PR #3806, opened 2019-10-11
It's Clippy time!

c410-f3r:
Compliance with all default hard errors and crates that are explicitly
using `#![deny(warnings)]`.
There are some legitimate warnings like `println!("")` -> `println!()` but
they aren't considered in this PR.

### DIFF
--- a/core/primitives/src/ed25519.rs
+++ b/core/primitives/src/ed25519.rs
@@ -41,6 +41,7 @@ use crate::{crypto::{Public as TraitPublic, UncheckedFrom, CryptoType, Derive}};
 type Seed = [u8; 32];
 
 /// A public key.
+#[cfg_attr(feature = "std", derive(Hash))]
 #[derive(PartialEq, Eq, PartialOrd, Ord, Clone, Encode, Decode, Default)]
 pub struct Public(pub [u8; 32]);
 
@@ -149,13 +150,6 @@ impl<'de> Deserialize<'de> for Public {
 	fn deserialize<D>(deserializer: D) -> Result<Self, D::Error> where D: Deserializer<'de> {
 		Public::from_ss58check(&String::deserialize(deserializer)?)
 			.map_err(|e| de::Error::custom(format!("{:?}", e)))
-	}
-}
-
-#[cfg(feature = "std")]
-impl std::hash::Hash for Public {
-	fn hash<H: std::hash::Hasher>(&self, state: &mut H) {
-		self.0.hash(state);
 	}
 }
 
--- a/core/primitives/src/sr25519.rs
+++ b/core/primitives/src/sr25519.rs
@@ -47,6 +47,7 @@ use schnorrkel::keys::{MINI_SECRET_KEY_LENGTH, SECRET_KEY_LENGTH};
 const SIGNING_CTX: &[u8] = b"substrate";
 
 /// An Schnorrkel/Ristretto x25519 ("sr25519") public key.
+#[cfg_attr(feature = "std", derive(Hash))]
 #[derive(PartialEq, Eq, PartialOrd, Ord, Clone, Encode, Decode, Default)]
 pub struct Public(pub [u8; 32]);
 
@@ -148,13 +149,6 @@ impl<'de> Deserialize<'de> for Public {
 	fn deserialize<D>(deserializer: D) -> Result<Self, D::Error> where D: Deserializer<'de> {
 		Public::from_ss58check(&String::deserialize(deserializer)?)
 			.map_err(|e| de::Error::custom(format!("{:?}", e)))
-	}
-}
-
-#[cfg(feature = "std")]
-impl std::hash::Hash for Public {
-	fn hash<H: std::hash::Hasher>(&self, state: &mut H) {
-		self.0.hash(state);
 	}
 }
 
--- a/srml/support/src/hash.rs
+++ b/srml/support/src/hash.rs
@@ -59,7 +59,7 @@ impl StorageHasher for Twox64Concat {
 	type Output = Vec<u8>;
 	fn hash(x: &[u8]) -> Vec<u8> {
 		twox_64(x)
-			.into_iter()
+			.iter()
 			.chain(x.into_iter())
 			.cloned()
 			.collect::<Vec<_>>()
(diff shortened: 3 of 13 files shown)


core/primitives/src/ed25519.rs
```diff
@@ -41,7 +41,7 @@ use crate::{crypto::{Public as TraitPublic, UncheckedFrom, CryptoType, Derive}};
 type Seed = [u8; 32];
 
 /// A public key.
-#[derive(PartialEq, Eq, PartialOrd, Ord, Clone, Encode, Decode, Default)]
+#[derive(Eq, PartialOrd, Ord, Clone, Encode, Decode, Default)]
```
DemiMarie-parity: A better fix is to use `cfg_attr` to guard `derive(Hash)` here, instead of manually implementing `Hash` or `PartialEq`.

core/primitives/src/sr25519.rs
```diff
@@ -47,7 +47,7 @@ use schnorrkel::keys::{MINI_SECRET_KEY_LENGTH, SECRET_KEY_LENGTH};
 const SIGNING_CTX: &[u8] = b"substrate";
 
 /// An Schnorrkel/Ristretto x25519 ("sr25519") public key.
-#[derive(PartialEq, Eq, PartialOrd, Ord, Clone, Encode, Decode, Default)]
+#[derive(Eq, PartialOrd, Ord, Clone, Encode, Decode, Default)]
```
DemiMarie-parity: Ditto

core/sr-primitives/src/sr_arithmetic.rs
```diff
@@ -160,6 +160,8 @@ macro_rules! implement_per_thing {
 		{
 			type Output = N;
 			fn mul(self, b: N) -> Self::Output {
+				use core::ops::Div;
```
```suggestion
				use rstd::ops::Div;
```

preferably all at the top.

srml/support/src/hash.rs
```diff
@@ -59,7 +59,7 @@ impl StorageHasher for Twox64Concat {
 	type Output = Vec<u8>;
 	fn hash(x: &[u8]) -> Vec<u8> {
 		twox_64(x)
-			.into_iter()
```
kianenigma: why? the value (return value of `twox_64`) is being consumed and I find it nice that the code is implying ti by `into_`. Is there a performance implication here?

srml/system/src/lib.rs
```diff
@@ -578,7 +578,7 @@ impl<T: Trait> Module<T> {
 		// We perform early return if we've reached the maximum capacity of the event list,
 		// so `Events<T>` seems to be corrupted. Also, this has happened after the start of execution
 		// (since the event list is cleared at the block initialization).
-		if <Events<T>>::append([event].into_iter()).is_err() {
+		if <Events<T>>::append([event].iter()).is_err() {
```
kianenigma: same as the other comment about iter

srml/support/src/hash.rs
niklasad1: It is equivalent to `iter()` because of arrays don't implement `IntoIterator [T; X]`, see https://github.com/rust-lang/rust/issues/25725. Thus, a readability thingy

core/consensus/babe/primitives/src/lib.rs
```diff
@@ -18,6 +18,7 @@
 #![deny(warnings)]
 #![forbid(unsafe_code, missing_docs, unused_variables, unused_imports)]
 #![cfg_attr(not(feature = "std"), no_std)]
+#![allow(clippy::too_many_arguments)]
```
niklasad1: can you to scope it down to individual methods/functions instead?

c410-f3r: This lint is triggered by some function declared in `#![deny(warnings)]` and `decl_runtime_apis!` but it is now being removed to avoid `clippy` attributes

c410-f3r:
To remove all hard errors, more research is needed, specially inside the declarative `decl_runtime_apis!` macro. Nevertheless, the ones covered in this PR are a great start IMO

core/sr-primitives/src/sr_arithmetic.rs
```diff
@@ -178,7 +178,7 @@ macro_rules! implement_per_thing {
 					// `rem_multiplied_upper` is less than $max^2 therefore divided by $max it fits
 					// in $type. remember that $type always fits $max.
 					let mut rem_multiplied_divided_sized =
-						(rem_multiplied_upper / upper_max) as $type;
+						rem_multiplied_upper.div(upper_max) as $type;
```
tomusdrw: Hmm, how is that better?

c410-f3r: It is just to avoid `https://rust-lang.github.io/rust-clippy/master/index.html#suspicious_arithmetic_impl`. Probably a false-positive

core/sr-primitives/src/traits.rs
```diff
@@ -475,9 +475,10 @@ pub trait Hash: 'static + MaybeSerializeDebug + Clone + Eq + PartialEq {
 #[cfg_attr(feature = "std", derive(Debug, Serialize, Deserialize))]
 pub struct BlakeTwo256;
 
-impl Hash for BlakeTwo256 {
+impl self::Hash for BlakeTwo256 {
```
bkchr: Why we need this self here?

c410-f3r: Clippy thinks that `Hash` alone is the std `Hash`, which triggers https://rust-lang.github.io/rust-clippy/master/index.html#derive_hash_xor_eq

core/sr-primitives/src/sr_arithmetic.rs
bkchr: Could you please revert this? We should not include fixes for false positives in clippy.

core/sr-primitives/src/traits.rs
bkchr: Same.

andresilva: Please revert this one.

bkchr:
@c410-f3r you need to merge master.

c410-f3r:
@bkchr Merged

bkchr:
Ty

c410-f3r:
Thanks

______________________________

▶ [Exercise instructions]:
Look through the listing above. Pick out each line with "lang" and copy it.

▶ [Response area]:
niklasad1: It is equivalent to `iter()` because of arrays don't implement `IntoIterator [T; X]`, see https://github.com/rust-lang/rust/issues/25725. Thus, a readability thingy
c410-f3r: It is just to avoid `https://rust-lang.github.io/rust-clippy/master/index.html#suspicious_arithmetic_impl`. Probably a false-positive
c410-f3r: Clippy thinks that `Hash` alone is the std `Hash`, which triggers https://rust-lang.github.io/rust-clippy/master/index.html#derive_hash_xor_eq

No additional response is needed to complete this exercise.